AL CONVEGNO SULLA DEPRESSIONE ORGANIZZATO DALL’ARPCI

convegni e seminari by Piera Lombardi

È bene secondo il terapeuta parlare di meccanismi d’attacco dei disturbi da aggiungere a quelli più noti di difesa. Mele ha individuato le modalità d’attacco del depresso nell’atteggiamento di passività o, se prevale la fase maniacale, nell’iperattività. Ambedue presuppongono ciò che ha definito ‘deficit etico di personalità’ o nella versione più grave ‘disturbo etico di personalità’. In entrambi i casi, c’è il non rispetto dei principi etici fondamentali e universali: della vita, della libertà dell’altro, della responsabilità delle proprie azioni. Situazioni in cui tutti noi in vari modi cadiamo. “Ma mentre se i batteri attaccano l’organismo non c’è giustificazione che tenga, se noi attacchiamo lo facciamo sempre e solo per difenderci o per il bene degli altri, forse per questo il meccanismo di attacco non c’è in psicologia”. Sia il deficit che il disturbo implicano quindi secondo il relatore un’intenzionalità: “tanti pensano in psicopatologia che uno scelga la propria malattia, la scelta è anche di non scegliere, di non uscire dalla depressione perché ha vantaggi la scelta della propria infelicità, le persone a volte scelgono di essere infelici, ripetono lo stesso comportamento che le porterà al proprio scacco, lo scacco del soggetto. La depressione è anche il soggetto in ostaggio di se stesso”. Un ostaggio che imprigiona anche la famiglia. Senza arrivare agli estremi di Lacan che considerava la depressione una viltà morale (“non ritengo lo sia, ha obiettato Mele perché chi è depresso sconta il proprio stato”), c’è comunque una scelta della propria infelicità.

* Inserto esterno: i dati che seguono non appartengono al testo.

PR #190, opened 2017-08-31
Fix:Add Babel transforms to Brightcove Video package.json to enable consumers to use CommonJS

jackharvey1:


craigbilner:
agree with @dickie81, what does this give us @jackharvey1 ?

jackharvey1:
Took a different approach

PR #204, opened 2017-09-08
Fix/bio width

foliveira:
**Web:**
web

**Mobile:**
mobile

**iPhone:**

iphone

**Android:**

android


trevorah:
@foliveira looks good! How does it look on iOS and Android?

fampinheiro:
@trevorah the native images were already uploaded.

craigbilner:
@foliveira if we're following the web, < 768px is left aligned?

foliveira:
@craigbilner the change you mentioned could be easily implemented with the responsive stylesheets feature I'm working on, i.e.: it would avoid spreading checks for the width in components.

Can we move to that once that feature lands?

PR #206, opened 2017-09-11
fix: show images on web

fampinheiro:
On native, the `Image.onLoad` is only called when the image has dimensions so we have a minimum height (1). 

On the web, the image doesn't need to have dimensions and in order for the image to appear to the user, we let the browser decide on the dimensions of the image.

### DIFF
--- a/packages/author-head/__tests__/__snapshots__/author-head.test.js.snap
+++ b/packages/author-head/__tests__/__snapshots__/author-head.test.js.snap
@@ -97,8 +97,8 @@ exports[`renders a snapshot 1`] = `
         style={
           Array [
             Object {
-              "height": undefined,
-              "width": undefined,
+              "height": 1,
+              "width": 750,
             },
             Object {
               "borderColor": "#FFF",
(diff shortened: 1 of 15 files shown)


sericaia:
@foliveira remove yarn.lock and its fine to merge 💃

foliveira:
Latest commit ccb9f11 adds fallback `inherit` value to Image width and height and removes parent View from `render()` method, since ReactNative supports `onLayout` calls ootb and ReactNativeWeb already wraps `img` tags in a `View`/`div` tag.

Check: 

https://github.com/newsuk/times-components/pull/206/commits/ccb9f111136967ff2e443c5f041ba5e1f9266935#diff-78ea4c4e39449a548b4b17c26f052ff3R66

https://github.com/newsuk/times-components/pull/206/commits/ccb9f111136967ff2e443c5f041ba5e1f9266935#diff-78ea4c4e39449a548b4b17c26f052ff3R74

foliveira:
@craigbilner added the SSR story

craigbilner:
@foliveira card story looks broken?

foliveira:
Pushed web image component and fixed some stories to work both on native and web.

Right now the best approach would be to wrap `Image`s with a `View` and then size them directly instead of doing it on the `View`.

foliveira:
Closing this one in favour of #257

PR #207, opened 2017-09-11
export the main entry point without the ext

killanaca:
export the main entry point without the ext otherwise we can't use the specific android component


sericaia:
nice catch!

PR #208, opened 2017-09-14
FIX - Xcode errors

killanaca:
Remove storybooknative-tvOS, storybooknative-tvOSTests, storybooknativeTests and relative targets (and errors) from the Xcode project to deploy the storybooknative app on a real iphone device


nehasri89:
Tested on real iphone and works

PR #209, opened 2017-09-14
FIX - Date Publication line Height

killanaca:
- fix lineHeight 
- update snapshots
- use naming convention on `__test__` and `.native.test.js`

schermata 2017-09-14 alle 5 39 08 pm


packages/date-publication/__test__/__snapshots__/date-publication.ios.native.test.js.snap
```diff
@@ -1,6 +1,6 @@
 // Jest Snapshot v1, https://goo.gl/fbAQLP
```
sericaia: why do you need ios.native.test and android.native.test if the tests are equal?

killanaca: fixed

PR #210, opened 2017-09-14
FIX - Article Label letter spacing and line height

killanaca:
- use unicode space (to mimic the letter spacing just for android)
- fix lineHeight 
- fix font-size
- update snapshots
- add android tests
- use naming convention on `__test__` and `.native.test.js`

schermata 2017-09-14 alle 5 43 58 pm


packages/article-label/__test__/article-label.ios.native.test.js
```diff
@@ -0,0 +1,16 @@
+/* eslint-env jest */
```
sericaia: We dont need this test.. we only need `android` and `others` (web, ios) because android is the only one that is different.

packages/article-label/article-label.js
```diff
@@ -1,24 +1,29 @@
...
+  if (Platform.OS === "android") {
+    return title
+      .toUpperCase()
+      .split("")
+      .join("\u200A");
+  }
+  return title.toUpperCase();
+};
 const ArticleLabel = ({ title, color }) => {
   if (!title) {
```
sericaia: I'll remove this validation as this prop is required

PR #825, opened 2018-04-06
Feat/rewrite the story

craigbilner:
Storybook doesn't always play nice with our tooling and plus we may move away from it in the future. This PR introduces the concept of a showcase which is lib agnostic for the developer who just writes plain ol' JavaScript.

The component function is given `knobs` and `actions` respectively to be consumed by the component which can then be mocked out by tooling for example. Other than that it's a very straightforward "storybook builder" that iterates over the showcase structure.


times-tools:
Please find visual snapshots of your changed components here: https://s3-eu-west-1.amazonaws.com/times-components-snaps/19cdb2d33684100bdcf18088c726111d87101e10/index.html

times-tools:
Please find visual snapshots of your changed components here: https://s3-eu-west-1.amazonaws.com/times-components-snaps/a83c10d770d306074fa10953e70cf4e247d6599a/index.html

colincclark:
> Storybook doesn't always play nice with our tooling

What specific issues have we faced that this PR resolves?

packages/caption/caption.showcase.js
```diff
@@ -0,0 +1,55 @@
...
+      name: "Without credits",
+      component: () => <Caption text={captionText} />
+    },
+    {
+      type: "story",
+      name: "With credits",
+      component: () => <Caption text={captionText} credits={credits} />
+    },
+    {
+      type: "story",
```
jimhunty: Is a `type` required?

packages/icons/icons.showcase.js
```diff
@@ -0,0 +1,83 @@
...
+  }
+});
+
+export default {
+  name: "Primitives/Icons",
+  children: [
+    {
+      type: "story",
+      name: "Icons",
+      component: ({ color }) => (
```
jimhunty: This level of nesting is difficult to decipher. Can this be extracted?

nikhedonia: We could make it slightly better by returning a map:
```
export default {
  "Primitives/Icon": [
    {...},
    {...}
  ]
}
```
This would also enable us to return multiple story groups.

packages/caption/caption.showcase.js
nikhedonia: I don't think it is required we could just check define the following behavior:
1) apply decorator if defined
2) add story if component is defined

L0wry: type will be really useful for dextrose when it comes to filtering

craigbilner: indeed, I would see types as useful for other tools that want to use/ignore certain "elements"

packages/icons/icons.showcase.js
craigbilner: yeah, unfortunately the knobs have to be provided at the component/runtime level

craigbilner:
@colincclark the various tooling we want to use doesn't always play well with the various plugins, largely because they're only written and tested in a specific (likely web) use case. This allows us to be both storybook agnostic and also do more interesting things around Expo and Dextrose for example

times-tools:
Please find visual snapshots of your changed components here: https://s3-eu-west-1.amazonaws.com/times-components-snaps/985b0eacd4fd926b0c0ae3baa82cc90e4952a155/index.html

PR #848, opened 2018-04-11
fix: do not publish on npm settings files

killanaca:
like we already do inside some packages


times-tools:
Please find visual snapshots of your changed components here: https://s3-eu-west-1.amazonaws.com/times-components-snaps/917415daf3a986342fa3ed22f9e66b6e98f30cde/index.html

Che epoca curiosa la nostra, involontariamente dispensatrice di doni anomali. Se il dramma della colpa è alle spalle, resta la tragedia unica da insufficienza della performance che obbliga, chi più chi meno, a dosi minime o massime, ad abbracciare la depressione almeno una volta nella vita come altrove è d’obbligo andare a La Mecca. Prego favorite! Un po’ di depressione ognuno la deve almeno assaggiare e non per questioni di bile nera o antiche dicerie. Di fatti il sociologo francese Alain Ehrenberg in La fatica di essere se stessi. Depressione e società sostiene che la depressione nella sua dilatazione di significato è “una forma di malattia che si presta particolarmente bene alla comprensione dell’individuo contemporaneo e dei nuovi dilemmi che lo abitano”; inoltre costringe la psichiatria a contorsionismi (ma anche la psicoanalisi e ogni scuola di psicoterapia) perché “ieri come oggi gli psichiatri non sanno come definirla”. Il depresso poi è paziente che mette a dura prova, quasi insostenibile, perché lamentoso, pesante. Di questi e altri temi collegati si è parlato nel corso del convegno Depressione: il sole nero organizzato a Roma dall’Arpci, Associazione per la ricerca in psicoterapia cognitivo-interpersonale. Il titolo del convegno ha preso spunto dal libro della semiologa e psicoanalista franco-bulgara Julia Kristeva, Sole nero, Depressione e melanconia (1986). È emerso, tanto per cominciare, che affrontare il tema richiede un cambio radicale di paradigma: seguendo lo psicoanalista André Green non di depressione si deve parlare ma di depressioni a cui si possono applicare varie chiavi di lettura: i meccanismi d’attacco che usa, le trame familiari sottintese, l’infanticidio che la manifesta al culmine della disperazione.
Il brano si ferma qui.